Haas' theorem revisited

TL;DR

This paper revisits Haas' theorem on patchworking of non-singular plane tropical curves, providing a new interpretation using abstract graphs and topological surfaces to better understand the space of real algebraic curves.

Contribution

It offers a novel topological and graph-theoretic interpretation of Haas' theorem, extending its applicability beyond plane tropical curves to abstract graphs.

Findings

Characterizes the space of patchworkings as an affine subspace of real structures.

Provides a new proof of Haas' original theorem using topological methods.
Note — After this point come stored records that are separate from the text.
PR #2625, opened 2023-07-24
Refactoring schedule final events for reusability

matiasb:
First step towards reusing `schedule.final_events` where current / upcoming schedule shifts information is needed (eg. escalations, shift notifications, etc)

### DIFF
--- a/engine/apps/schedules/tests/test_quality_score.py
+++ b/engine/apps/schedules/tests/test_quality_score.py
@@ -190,7 +190,7 @@ def test_get_schedule_score_weekdays(
     assert response.json() == {
         "total_score": 86,
         "comments": [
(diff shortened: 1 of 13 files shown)


engine/apps/schedules/tests/test_quality_score.py
```diff
@@ -190,7 +190,7 @@ def test_get_schedule_score_weekdays(
     assert response.json() == {
         "total_score": 86,
         "comments": [
-            {"type": "warning", "text": "Schedule has gaps (29% not covered)"},
+            {"type": "warning", "text": "Schedule has gaps (28% not covered)"},
```
matiasb, line 193: This value slightly changed because the (start, end) limits for the period taken into account has changed minimally (by ~1 second) when refactoring the backend implementation.

Ferril (approved):
LGTM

Connects involutions on surfaces to the algebraic structure of patchworking.

Abstract

Haas' theorem describes all partchworkings of a given non-singular plane tropical curve $C$ giving rise to a maximal real algebraic curve. The space of such patchworkings is naturally a linear subspace $W_C$ of the $\mathbb{Z}/2\mathbb{Z}$-vector space $\overrightarrow \Pi_C$ generated by the bounded edges of $C$, and whose origin is the Harnack patchworking. The aim of this note is to provide an interpretation of affine subspaces of $\overrightarrow \Pi_C $ parallel to $W_C$. To this purpose, we work in the setting of abstract graphs rather than plane tropical curves. We introduce a topological surface $S_\Gamma$ above a trivalent graph $\Gamma$, and consider a suitable affine space $\Pi_\Gamma$ of real structures on $S_\Gamma$ compatible with $\Gamma$. We characterise $W_\Gamma$ as the vector subspace of $\overrightarrow \Pi_\Gamma$ whose associated involutions induce the same action on $H_1(S_\Gamma,\mathbb{Z}/2\mathbb{Z})$. We then deduce from this statement another proof of Haas' original result.